■ **Activity**
In the records below, find each line holding the word "which" and copy it.

■ **Available records**
PR #456, opened 2020-01-16
Fix Copy Results Failure

### LINKED ISSUE #329: Copy results files fail
Occasionally, the runfarm instance will fail to copy files back to the manager. Manually re-running the commands works. See [here](https://groups.google.com/forum/#!topic/firesim/GI29vu-93es) for the initial report.

Here is a trace provided by hzhuo2@wisc.edu:
2019-08-01 21:23:10,886 [instance_log] [INFO ]  [192.168.1.43] Slot 0 completed! copying results.
2019-08-01 21:23:10,886 [flush       ] [DEBUG]  [localhost] local: mkdir -p /home/centos/firesim/deploy/results-workload/2019-08-01--21-04-56-cus-fed29//cus-fed29-test/
2019-08-01 21:23:10,893 [copy_back_jo] [DEBUG]  [localhost] 
2019-08-01 21:23:10,893 [copy_back_jo] [DEBUG]  [localhost] 
2019-08-01 21:23:10,894 [flush       ] [DEBUG]  [192.168.1.43] run: sudo mkdir -p /home/centos/sim_slot_0/mountpoint
2019-08-01 21:23:11,063 [flush       ] [DEBUG]  [192.168.1.43] run: sudo mount /home/centos/sim_slot_0/cus-fed29-test.img /home/centos/sim_slot_0/mountpoint
2019-08-01 21:23:11,600 [flush       ] [DEBUG]  [192.168.1.43] run: sudo chmod -Rf 777 /home/centos/sim_slot_0/mountpoint
2019-08-01 21:23:13,551 [flush       ] [DEBUG]  Fatal error: run() received nonzero return code 1 while executing!
2019-08-01 21:23:13,551 [flush       ] [DEBUG]  Requested: sudo chmod -Rf 777 /home/centos/sim_slot_0/mountpoint
2019-08-01 21:23:13,551 [flush       ] [DEBUG]  Executed: /bin/bash -l -c "sudo chmod -Rf 777 /home/centos/sim_slot_0/mountpoint"
2019-08-01 21:23:13,551 [flush       ] [DEBUG]  Aborting.
2019-08-01 21:23:13,573 [<module>    ] [ERROR]  Fatal error.

abejgonzalez:
Fixes #329 by removing the `immutable` attribute on the `nfs` file that was causing problems. This PR also changes the `chmod` to `chown` based on what @a0u recommends. 

This was tested in Chipyard with Fedora boot (`fedora-base.json`).

### DIFF
--- a/deploy/runtools/firesim_topology_elements.py
+++ b/deploy/runtools/firesim_topology_elements.py
@@ -241,7 +241,7 @@ class FireSimServerNode(FireSimNode):
         runcommand = self.server_hardware_config.get_boot_simulation_command(
             slotno, all_macs, all_rootfses, all_linklatencies, all_maxbws,
             self.server_profile_interval, all_bootbins, self.trace_enable,
-            self.trace_select, self.trace_start, self.trace_end, 
+            self.trace_select, self.trace_start, self.trace_end,
             self.autocounter_readrate, all_shmemportnames)
 
         run(runcommand)
@@ -279,7 +279,8 @@ class FireSimServerNode(FireSimNode):
                     rfsname = """/home/centos/sim_slot_{}/{}""".format(simserverindex, rfsname)
 
                 run("""sudo mount {blockfile} {mntpt}""".format(blockfile=rfsname, mntpt=mountpoint))
-                run("""sudo chmod -Rf 777 {}""".format(mountpoint))
+                run("""sudo chattr -i {}/etc/sysconfig/nfs""".format(mountpoint))
+                run("""sudo chown -R centos {}""".format(mountpoint))
 
             ## copy back files from inside the rootfs
             with warn_only(), StreamLogger('stdout'), StreamLogger('stderr'):
--- a/deploy/runtools/firesim_topology_elements.py
+++ b/deploy/runtools/firesim_topology_elements.py
@@ -279,7 +279,7 @@ class FireSimServerNode(FireSimNode):
                     rfsname = """/home/centos/sim_slot_{}/{}""".format(simserverindex, rfsname)
 
                 run("""sudo mount {blockfile} {mntpt}""".format(blockfile=rfsname, mntpt=mountpoint))
-                run("""sudo chattr -i {}/etc/sysconfig/nfs""".format(mountpoint))
+                run("""sudo chattr -R -i {}""".format(mountpoint))
                 run("""sudo chown -R centos {}""".format(mountpoint))
 
             ## copy back files from inside the rootfs


deploy/runtools/firesim_topology_elements.py
```diff
@@ -279,7 +279,8 @@ def copy_back_job_results_from_run(self, slotno):
                     rfsname = """/home/centos/sim_slot_{}/{}""".format(simserverindex, rfsname)
 
                 run("""sudo mount {blockfile} {mntpt}""".format(blockfile=rfsname, mntpt=mountpoint))
-                run("""sudo chmod -Rf 777 {}""".format(mountpoint))
+                run("""sudo chattr -i {}/etc/sysconfig/nfs""".format(mountpoint))
```
a0u: There may be other files with the immutable bit.

```suggestion
                run("""sudo chattr -R -i {}""".format(mountpoint))
```

deploy/runtools/firesim_topology_elements.py
```diff
@@ -279,7 +279,8 @@ def copy_back_job_results_from_run(self, slotno):
...
+                run("""sudo chown -R centos {}""".format(mountpoint))
```
a0u: Information about the remote user should be factored out into a variable instead of hardcoded as `centos`, although I see the assumptions about the username and home directory being endemic to this file (so the issue is broader than this PR).

abejgonzalez:
> One problem with this approach is that it modifies the whole root filesystem. This would probably make the image unbootable (since certain things need to be owned by root). I feel like people might try to copy the image out of the worker for debugging and find it all messed up.
> 
> An alternative is to copy the files to a tmp directory on the runfarm instance first, and chown it there. It might look something like this (totally untested):
> 
> ```
>             ## copy back files from inside the rootfs
>             outputsDir = """/home/centos/sim_slot_{}/outputsDir""".format(simserverindex)
>             run("""sudo mkdir -p {}""".format(outputsDir))
>             with warn_only(), StreamLogger('stdout'), StreamLogger('stderr'):
>                 for outputfile in jobinfo.outputs:
>                     run("""sudo cp -r {src} {dst}""".format(src=mountpoint + outputfile, dst=outputsDir + outputfile))
>                 run("""sudo chattr -R -i {}""".format(outputsDir))
>                 run("""sudo chown -R centos {}""".format(outputsDir))
>                 get(remote_path=outputsDir, local_path=job_dir)
> ```

What was the initial concern with `chmod`? Mainly that it was inelegant? I assume that `chmod` approach preserves the fs.

As for the copy approach, do we really want to have duplicate files on the runfarm... what happens if they are very large (and there is multiple of them)? Maybe I'm just thinking of the worst case.

a0u:
> What was the initial concern with chmod? Mainly that it was inelegant? I assume that chmod approach preserves the fs.

`chmod` and `chown` modify the metadata destructively on the filesystem itself.  Aside from postmortem debugging scenario raised by @NathanTP, usually this is not a concern since the rootfs image is presumably disposable since the next `infrasetup` should restore it to a pristine state.

> As for the copy approach, do we really want to have duplicate files on the runfarm... what happens if they are very large (and there is multiple of them)? Maybe I'm just thinking of the worst case.

Instead of copying, using an [overlayfs](https://www.kernel.org/doc/Documentation/filesystems/overlayfs.txt) with a tmpfs upper layer would avoid duplication of files when using the "metadata only copy up" (`metacopy`) mount option.  But this entails a slightly more complicated procedure.

abejgonzalez:
I guess the question is... how often do we think people will copy the image and try to debug it? Has this come up a lot in the past? If not, I think we can just add a comment/todo somewhere and prioritize it for later when someone asks for it.

NathanTP:
I mean, it's not a huge deal. I've done it before when stuff isn't booting on FireSim, I try to bring the image back and boot it in Marshal. I'll approve the current approach as well, it just seemed a little cleaner this way and I doubt we're going to have such big files in our guests that the extra disk space is an issue.

deploy/runtools/firesim_topology_elements.py
abejgonzalez: Agreed. But as you said, probably requires a larger PR. Ill go ahead and file an issue.

abejgonzalez:
> I mean, it's not a huge deal. I've done it before when stuff isn't booting on FireSim, I try to bring the image back and boot it in Marshal. I'll approve the current approach as well, it just seemed a little cleaner this way and I doubt we're going to have such big files in our guests that the extra disk space is an issue.

Im not, opposed to reversing to `chmod` (assuming that still allows you to boot from the image later on - correct me if Im wrong @NathanTP).

NathanTP:
That wouldn't work because we don't know what the settings were before. It also doesn't solve the issue of some other weird file being created in the future that we didn't account for.  Another option would be to run the chmod/chown only on the files we're copying, right before we copy them (moving the chmod/chown into the for loop). That way the use is more in direct control of what's happening (only files they specify will be copied). I think that's probably a best of both worlds here.

abejgonzalez:
Offline conversation. I will try to put the `chmod`/`chown` to just the files that are getting copied off. (may not work since you might need to change the permissions recursively up the fs)

abejgonzalez:
@NathanTP @sagark Selectively `chattr`ing and `chmod/chown`ing the files does not work. You get the following error:

```
Warning: get() encountered an exception while downloading 'file'
Underlying exception:
    Permission denied
```

abejgonzalez:
For now, Im going to merge this PR. However, I'll create an issue stating that there needs to be a more elegant solution.

PR #459, opened 2020-01-21
Fix "Fix Copy Results Failure"

abejgonzalez:
Ok I trusted that the `-R` flag would work on `chattr` and that is not true. Even if you add the `-f` to it, it still gives an error code of `1` despite it working afterward (similar to `chmod`ing then it working afterwards). So #456 needs to be patched. 

Here are two options for a quick fix (which I think should go into the next Chipyard bump).

1. Just change the file attributes on the faulty file (`nfs`)
2. Ignore the error code 1 and continue with the copying.

IMO # 1 is better since we know that we are going to fix this later down the line. Thoughts?

### DIFF
--- a/deploy/runtools/firesim_topology_elements.py
+++ b/deploy/runtools/firesim_topology_elements.py
@@ -279,7 +279,7 @@ class FireSimServerNode(FireSimNode):
                     rfsname = """/home/centos/sim_slot_{}/{}""".format(simserverindex, rfsname)
 
                 run("""sudo mount {blockfile} {mntpt}""".format(blockfile=rfsname, mntpt=mountpoint))
-                run("""sudo chattr -R -i {}""".format(mountpoint))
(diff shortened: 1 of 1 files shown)


abejgonzalez:
For testing, I have booted this on BOOM with the `outputs.json` file modified to work on Fedora.

abejgonzalez:
This should go in before the `dev` -> `master` merge. Are there any specific tests that people want me to run?

NathanTP:
wow, fabric sucks. I just spent an hour goofing around with various solutions and none of them work. Why scp needs to CD into a directory to copy its contents is beyond me. The 'use_sudo' option of fabric also doesn't work because it uses the shell's sudo and not /usr/bin/sudo and on centos that seems to be lacking needed features. I'm out of ideas other than manually copying files to a tmp directory before copying back to the manager.

If people don't want to do that, then this approach will suffice for now to just get it working (but it's really fragile and will probably break eventually). I'll probably remove the NFS stuff from fedora eventually.

PR #461, opened 2020-01-22
[makefrags] Remove an errant info statement in firesim's makefrag

davidbiancolin:
Also be more forthright about DRAM initialization time.

### DIFF
--- a/sim/src/main/cc/firesim/firesim_top.cc
+++ b/sim/src/main/cc/firesim/firesim_top.cc
@@ -528,7 +528,7 @@ void firesim_top_t::run() {
     }
 
     if (do_zero_out_dram) {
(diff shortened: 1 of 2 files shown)


sim/src/main/cc/firesim/firesim_top.cc
```diff
@@ -528,7 +528,7 @@ void firesim_top_t::run() {
     }
 
     if (do_zero_out_dram) {
-        fprintf(stderr, "Zeroing out FPGA DRAM. This will take a few seconds...\n");
+        fprintf(stderr, "Zeroing out FPGA DRAM. This will take a few minutes...\n");
```
sagark: classic

PR #464, opened 2020-01-22
[manager] Change default build instances to z1d.2xlarge

davidbiancolin:
These are marginally more expensive (0.744 vs 0.68 / hour on-demand) over c5.4xlarges but run significantly faster and have more memory (64 vs 32 GiB). 

The memory increase removes build-failures due to Vivado OOM issues with large designs.


sagark:
Can you update the build docs references to instance type too? e.g. https://github.com/firesim/firesim/blob/7f36976cde51309834851ff4f246a2fe007ce324/docs/Advanced-Usage/Manager/Manager-Configuration-Files.rst

davidbiancolin:
> Can you update the build docs references to instance type too? e.g. https://github.com/firesim/firesim/blob/7f36976cde51309834851ff4f246a2fe007ce324/docs/Advanced-Usage/Manager/Manager-Configuration-Files.rst

Done

PR #461, opened 2023-06-29
Add alert-success style

### LINKED ISSUE #460: WYSIWYG alert styles are incorrect
`.alert-success` is missing from wysiwyg-styles in localgov_base, falling back to `.alert` which could be the wrong colour/impression

in the wysiwyg config `p.alert.alert-primary|Alert failure` but there is .alert-fail in the CSS. 

.alert-fail {
  border-color: var(--color-warning); 
}

image

keelanfh:
Looks like alert-success style was missing, so let's add them.

I don't know why `ckeditor.css` doesn't use variables, but I assume there's a good reason, so I've followed the same pattern.

Fixes #460

### DIFF
--- a/css/base/ckeditor.css
+++ b/css/base/ckeditor.css
@@ -30,6 +30,10 @@
   border-color: #ed7522;
 }
 
+.alert-success {
+  border-color: #048a04;
+}
+
 /* Links */
 .btn.btn-start {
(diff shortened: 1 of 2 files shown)


stephen-cox (approved):
This looks good to me.

PR #462, opened 2023-06-30
Correct styles and height of CKEditor 5 WYSIWYG

keelanfh:
To support upgrade to Drupal 10, this covers:
* adding a new CSS file for CKEditor 5 so styles appear in the WYSIWYG
* declaring this file in the info.yml
* some tweaks to take account of differences in the new CKEditor 5
* adding a minimum height to the CKEditor boxes

With thanks to @justinepocock for advice in https://github.com/localgovdrupal/localgov_core/issues/181#issuecomment-1600902343.

### DIFF
--- a/css/base/ckeditor5.css
+++ b/css/base/ckeditor5.css
@@ -1,0 +1,105 @@
+/*
+  @file Styles for ckeditor5.
+*/
+
+/* Alerts */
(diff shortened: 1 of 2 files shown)


justinepocock (approved):
Looks good to me

PR #463, opened 2023-07-04
Enhance focus states for input, textarea and select #459

### LINKED ISSUE #459: Enhance the focus states on form inputs
Form inputs just have default focus states, not the enhanced GOV.UK design system ones like we see in other places. It would be good to apply the GOV.UK design system ones here too.

keelanfh:
Adding GDS-style focus states for input, textarea and select fields.

I've left the border in the unfocused state the same but just applied the enhanced focus indicators.

This should make it more consistent with the other focus states for radios and checkboxes.

Closes #459.

### DIFF
--- a/css/components/form-items.css
+++ b/css/components/form-items.css
@@ -63,7 +63,7 @@ input[type="text"]:focus,
 input[type="url"]:focus,
 textarea:focus,
 select:focus {
-  outline: 3px solid var(--color-yellow);
+  outline: 3px solid var(--color-focus);
   outline-offset: 0;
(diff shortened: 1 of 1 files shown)


css/components/form-items.css
```diff
@@ -63,7 +63,7 @@ input[type="text"]:focus,
 input[type="url"]:focus,
 textarea:focus,
 select:focus {
-  outline: 3px solid #fd0;
+  outline: 3px solid var(--color-yellow);
```
keelanfh: Maybe `--color-focus` instead?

■ **Answer section**
Here are two options for a quick fix (which I think should go into the next Chipyard bump).
`.alert-success` is missing from wysiwyg-styles in localgov_base, falling back to `.alert` which could be the wrong colour/impression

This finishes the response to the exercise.